015 WIE WÄRE ES MIT EINEM KOMPROMISS? EINIGE VON UNS MÖCHTEN VIELLEICHT LIEBER HIERBLEIBEN. DAS SCHIFF KÖNNTE WEITERFLIEGEN.
Kaldor verschaffte sich durch Klopfen Aufmerksamkeit. „Das ist nicht die Resolution, über die wir sprechen“, sagte er, „aber es wurde zur Kenntnis genommen.“
„Zu Antwort Null Null Zwei“, sagte Kapitän Bey und dachte gerade noch rechtzeitig daran, sich durch ein Nicken vom Vorsitzenden das Wort erteilen zu lassen, „die Zahl lautet achtundneunzig Prozent. Es würde mich nicht überraschen, wenn wir eine bessere Chance hätten, Sagan Zwei zu erreichen, als die Nordoder die Südinsel, über Wasser zu bleiben.“
021 BIS AUF KRAKAN, GEGEN DEN SIE NICHT VIEL MACHEN KÖNNEN, HABEN DIE LASSANER KEINE ERNSTHAFTEN PROBLEME. VIELLEICHT SOLLTEN WIR IHNEN EIN PAAR HINTERLASSEN. KNR.

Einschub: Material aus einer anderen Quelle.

Issue #2120, opened 2022-08-28
[REFAC] Optimize 


NDStrahilevitz:
## Prerequisites

Select one OR another:

- [x] I have discussed the refactoring idea with one (or another) maintainer.
- [x] I'll create PRs to implement this refactoring idea (assign to yourself).
- [ ] Someone else should implement this (describe it well).

## Refactoring description

`tracee-ebpf` has a bpf code hot path in it's `sys_enter` and `sys_exit` probes. These are used for:
1. Submitting syscall events
2. Tracking syscall in task information
3. Saving syscall args across bpf programs

This logic can take up over time a lot of kernel cpu time and as such, we can and should optimize it.
These can be done in the following incremental steps:

1. Making syscall event initialization conditional (done in #2080)
2. Remove map lookups where possible (kconfig map in `sys_enter` for example)
3. Moving syscall event initialization to a tailcall (possible optimization)
4. Optimize `init_event_data`
5.  Two steps here:
      a. Create separate syscall tracepoints for relevant events which need their argument stored
      b. Remove `sys_enter` and `sys_exit` as essential events, making them explicit dependencies for most syscall events

yanivagman:
`sys_enter` and `sys_exit` are no longer essential events in tracee, and we have seperate probes for some specific syscalls.

PR #2143, opened 2022-09-01
Refactor/full tail call enter exit

NDStrahilevitz:
## Initial Checklist

- [x] There is an issue describing the need for this PR (#2120).

## Description (git log)
Optimize sys_enter and sys_exit by making code parts conditional through tail calls.
Benchmarking main against this branch after a 5m runtime resulted in:

HEAD:
```
PROGRAM: sys_enter (runtime: 135407119 ns, amount: 306451 times, average: 441 ns)
PROGRAM: sys_exit (runtime: 127016300 ns, amount: 300287 times, average: 422 ns)
```

Branch:
```
PROGRAM: sys_enter (runtime: 65267123 ns, amount: 355574 times, average: 183 ns)
PROGRAM: sys_exit (runtime: 81635824 ns, amount: 355797 times, average: 229 ns)
```

further optimize by making entire sys_enter/exit logic conditional on a tail call
```
    ebpf: move sys_enter/exit logic to tail call
    
    This tail call is initialized from traced syscalls and required syscalls
    for other events to function.
    This is done to further reduce the time spent in these syscall probes.
```

optimize bpf code with indexed submit tailcall
```
    ebpf: index submit tailcall on syscall id
    
    Change the submit tailcall to index on id, and call it depending on the
    current syscall.
    Set the tailcall indices dynamically based on syscall events traced.
```

introduce tail call multi indexing
```
    events: change tailcall index to list
    
    This is done so tail calls can have indexes added to them dynamically.
```

## Type of change

## How Has This Been Tested?

Need to add tests for getTailCalls.

Tested manually with running tracee-ebpf without filters and checking that syscalls are outputted.

## Final Checklist:

## Git Log Checklist:

My commits logs have:


yanivagman (approved):
Nice work!
Overall LGTM, some nit comments

pkg/ebpf/tracee.go
```diff
@@ -819,17 +822,12 @@ func (t *Tracee) populateBPFMaps() error {
...
-			tailCalls[tailCall] = true
-		}
+	tailCalls, err := t.GetTailCalls()
+	if err != nil {
+		return err
 	}
-	for tailCall := range tailCalls {
-		err := t.initTailCall(tailCall.MapName, tailCall.MapIdx, tailCall.ProgName)
+	for _, tailCall := range tailCalls {
+		err := t.initTailCall(tailCall.MapName, tailCall.MapIndexes, tailCall.ProgName)
```
rafaeldtinoco, line 830: For near future: feels to me that, just like we did with probes, creating a package/interface for it, we could also have a small package for "tailcalls" and remove "initTailCall" from tracee object.

This would avoid having to have []events.TailCalls constructed and passed as an argument to a tracee object method.

pkg/ebpf/tracee.go
```diff
@@ -864,6 +905,16 @@ func (t *Tracee) attachProbes() error {
 		if !ok {
 			continue
 		}
+		if event.Syscall {
+			err := t.probes.Attach(probes.SyscallEnter__Internal)
```
rafaeldtinoco, line 909: I think its ok to call this over and over (as the implementations allow that, checking if link is attached before trying to attacha gain).

pkg/events/events.go
```diff
@@ -5034,6 +5028,12 @@ var Definitions = eventDefinitions{
 			Probes: []probeDependency{
 				{Handle: probes.SecurityMmapAddr, Required: true},
 				{Handle: probes.SecurityFileMProtect, Required: true},
+				{Handle: probes.SyscallEnter__Internal, Required: true},
+			},
+			Dependencies: dependencies{
+				TailCalls: []TailCall{
+					{MapName: "sys_enter_init_tail", MapIndexes: []uint32{uint32(Mmap), uint32(Mprotect)}, ProgName: "sys_enter_init"},
```
rafaeldtinoco, line 5035: So, apart from dynamically adding indexes for the syscalls being traced (done in initialization), we declare a "sys_enter_init" tailcall dependency to each event that REALLY DEPENDS on the syscall entry data (so if they are traced, but not their dependent syscall, we have the syscall tailcall as well).

And we can't depend on the syscall event (and add the tailcall there) because it would always include the tail call.. if I got this right.

Events that would depend on the init_tail are, for now: mem_prot_alert, most of, if not all, security events (file open, socket listen, socket connect, socket accept, socket bind, setsockopt, file mprotect)...

pkg/ebpf/tracee.go
```diff
@@ -864,6 +905,16 @@ func (t *Tracee) attachProbes() error {
...
+			if err != nil {
+				return err
+			}
+			err = t.probes.Attach(probes.SyscallExit__Internal)
+			if err != nil {
+				return err
+			}
+		}
```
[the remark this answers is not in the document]
rafaeldtinoco: https://github.com/aquasecurity/tracee/pull/2143#discussion_r964393875

Could be BUT Its ok to call multiple times, implementations check if link is attached.

pkg/ebpf/tracee.go
```diff
@@ -853,6 +851,49 @@ func (t *Tracee) populateBPFMaps() error {
 	return nil
 }
 
+func getTailCalls(eventConfigs map[events.ID]eventConfig) ([]events.TailCall, error) {
+	// Since tail calls with an array map index is incomprable type, it can't be the map key.
+	// Therefore we use a map of the tail call struct string forms and only append a tail call
```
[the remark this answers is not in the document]
rafaeldtinoco: yep, unclear to me as well

rafaeldtinoco:
This is a sensitive area to be touched and maintained. I would move the vanilla sys_enter()/sys_exit() tracing functions bellow all others touched and document its for a single sys_enter/sys_exit event (highlight that). I would also describe better what is being done on top of each tailcall function. In the tailcalls initialization function I would describe the overall idea of having indexes per syscall, describe the tailcall dependency logic for events depending on the syscall entry, etc etc (So others can maintain this without an extensive code analysis).

pkg/ebpf/tracee.go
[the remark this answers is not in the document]
NDStrahilevitz: I'll clarify it, basically explaining here why I changed the map key in the implementation of the function.

pkg/ebpf/tracee.go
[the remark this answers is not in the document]
NDStrahilevitz: Yep, Attach is agnostic to multiple calls as we implemeted it.

pkg/events/events.go
NDStrahilevitz: You got it right exactly, think we should add this as a comment before merging, where do you think it would fit?

If we depend on the event it would include the submit tail call too (because it would mark the event for full dependency loading), that's why we add the tail call dependency directly, avoiding the syscall event.

pkg/ebpf/tracee.go
NDStrahilevitz: I actually think tail calls can even be probes themselves since they technically satisfy the interface of Attach and Detach.
There's certainly room for thought here.

NDStrahilevitz:
@yanivagman @rafaeldtinoco just pushed with further comments explaining the changes, thanks for noting what wasn't clear. Please go through and confirm we're good with what's written and then we can merge :)

PR #2167, opened 2022-09-14
docs: add 'tracee-system' namespace to the manual installation

vtrduque:
Just for standardization, since the preferred way to install Tracee is using Helm I think the manual way could be the same


josedonizetti:
Duque, need you to sign  the CLA? :D

josedonizetti (approved):
Thanks!

PR #2170, opened 2022-09-19
[RFC][DRAFT] new network code

rafaeldtinoco:
This is a draft. There are some issues I'm already aware, so no full review should be done, please (not yet). BUT, feel free to get familiarized with this if you need/want.

```
$ sudo ./dist/tracee-ebpf --output format:json -t event=new_net_packet,new_dns_request -t comm=nc,ping
```

PS: DNS event is not actually a DNS event (yet), just testing things around.


pkg/ebpf/c/tracee.bpf.c
```diff
@@ -6278,4 +6253,786 @@ SEC("tc")
...
+CGROUP_SKB_HANDLE(proto_icmpv6);
+// clang-format on
+
+//
+// Network event submission functions
+//
+
+// clang-format off
+#define CGROUP_SKB_SUBMIT(name)                                                \
+static __always_inline u32 cgroup_skb_submit_##name(                           \
```
rafaeldtinoco, line 6779: I'll probably just pack these 4 variables (used in many hanlers) into a struct and pass the struct alongside them (instead of using macros to keep code more readable).

pkg/ebpf/c/tracee.bpf.c
```diff
@@ -6278,4 +6253,786 @@ SEC("tc")
...
+    if (!sk) {
+        bpf_printk("ERROR: could not get full bpf_sock");
+        return 1;
+    }
+
+    iphdrs iphdrs = {0};
+    protohdrs protohdrs = {0};
+
+    // process protocols and needed events
+    return cgroup_skb_handle_family(ctx, neteventctx, &iphdrs, &protohdrs);
```
rafaeldtinoco, line 6858: I might use tail calls if needed (protocol numbers would be the index for the function/handler to call). Not needed right now (stack size is good and logic is simple).

pkg/ebpf/c/tracee.bpf.c
```diff
@@ -6278,4 +6253,786 @@ SEC("tc")
...
+typedef union protohdrs_t {
+    struct tcphdr tcphdr;
+    struct udphdr udphdr;
+    struct icmphdr icmphdr;
+    struct icmp6hdr icmp6hdr;
+} protohdrs;
+
+// clang-format off
+#define CGROUP_SKB_HANDLE(name)                                                \
+static __always_inline u32 cgroup_skb_handle_##name(                           \
```
rafaeldtinoco, line 6756: ditto (about macros and, instead, just having a struct here to pack all variables passed alongside handlers).

rafaeldtinoco:
Full tracing (all processes) network probes do not seem to be causing slowdowns in a simple Gbit network:

image



image

rafaeldtinoco:
I'm closing this for a new cleaned/rebased PR.

Issue #2173, opened 2022-09-20
[BUG] Memory leak in the args_map


AlonZivony:
## Prerequisites

- [x] This affects latest released version.
- [x] This affects current development tree (origin/HEAD).
- [x] There isn't an issue describing the bug.

Select one OR another:

- [ ] I'm going to create a PR to solve this (assign to yourself).
- [x] Someone else should solve this.

## Bug description

I used the `register_chrdev` event and noticed that I don't get it sometimes, even though other events bounded to it in my code happen in deterministic way.
After some research I managed to print logs from various places in the event's hook implementation and noticed that it fails at loading the arguments:
![image](https://user-images.githubusercontent.com/87267148/191266902-854443b9-3f93-47cf-b239-8d9b8c015c9e.png)
The `-7` value returned from the `save_args` function  (`E2BIG` probably returned from [`array_map_update_elem`](https://elixir.bootlin.com/linux/v4.9/source/kernel/bpf/arraymap.c#L191) in the kernel) indicates that the `args_map` is full (which contains 1024 nodes).

I added some logs - on the `save_args` function and the `del_args` function - and checked if the values saved are deleted afterwards.
I was spammed with the `save_args` function logs, so I turned it off and checked if the `del_args` is called.
It isn't.

After going over the code of the main user of these functions, the `vfs_write` event, I saw the problem:
* We save the arguments upon entering the function (using a `kprobe`)
* We load them upon the function return (in the `kretprobe` hook)
* We do a lot of logic which might result returning
* We call the tail-call
* The tail call load the arguments
* The tail call delete the arguments from the map

It is easy to see the problem here - we don't clean properly the `args_map` in this hook, and maybe in other places.
We should think of a way to clean properly our maps.
Moreover, I got no indication about this error. We have no way to properly log errors occurred in the kernel space.

AlonZivony:
I will add that many `vfs_write` calls I saw got this error too, which resulted their failure and exit.
〣( º Δº )〣

PR #2181, opened 2022-09-21
pkg/ebpf: quick fix for args_map memory leak

AlonZivony:
## Initial Checklist

## Description (git log)

Make sure that all save_args paths call in the end to the del_args function to clean up the args_map BPF map.

Fixes: #2173

## Type of change

## How Has This Been Tested?

Using the same test that I found the bug with - great load of events and check if the `register_chrdev` is passed.

## Final Checklist:

## Git Log Checklist:

My commits logs have:

### DIFF
--- a/pkg/ebpf/c/tracee.bpf.c
+++ b/pkg/ebpf/c/tracee.bpf.c
@@ -3517,6 +3517,7 @@ int syscall__accept4(void *ctx)
         // missed entry or not traced
         return 0;
     }
+    del_args(SOCKET_ACCEPT);
 
     event_data_t data = {};
     if (!init_event_data(&data, ctx))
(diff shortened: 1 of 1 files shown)


AlonZivony:
This is the working fix for the current problem.

I was delayed because of another unexpected leak - caused by failed calls to the `bpf_tail_call`.
This is interesting because we might have another places we don't expect the case in which the tail call is not called (here it happens because the `trace_ret_vfs_write_tail` function is called only if the capture write is selected).

Anyways my local tests which failed originally all pass now and my logs show that we aren't loosing any arguments now (which caused the program failure).

AlonZivony:
@yanivagman @rafaeldtinoco do you think we should also change the `args_map` to be a LRU?
It will reduce the change that a reoccurrence of this bug will make programs crash, but it will cost memory and performance.
It is not likely for the `args_map` to be full in real-life scenario without bugs. But it is possible.
WDYT?

rafaeldtinoco (approved):
LGTM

Das mußte — mal sehen — natürlich, Kingsley Rasmussen sein. Offensichtlich hatte er nicht den Wunsch, inkognito zu bleiben. Er drückte eine Überlegung aus, die irgendwann fast alle einmal angestellt hatten.
022 WIR HABEN SCHON VORGESCHLAGEN, DASS SIE DIE TIEFENRAUMANTENNE AUF KRAKAN WIEDERAUFBAUEN UM MIT UNS IN KONTAKT ZU BLEIBEN. RMM.
023 ALLENFALLS ZEHN JAHRE ARBEIT. KNR.
„Meine Herren“, sagte Kaldor ein wenig ungeduldig. „Wir kommen vom Thema ab.“
Habe ich etwas beizutragen? fragte sich Loren. Nein,
ich werde diese Debatte aussitzen; für mich hat die Sache zu viele Seiten. Früher oder später muß ich zwischen Pflicht und Glück wählen. Aber jetzt noch nicht. Noch nicht…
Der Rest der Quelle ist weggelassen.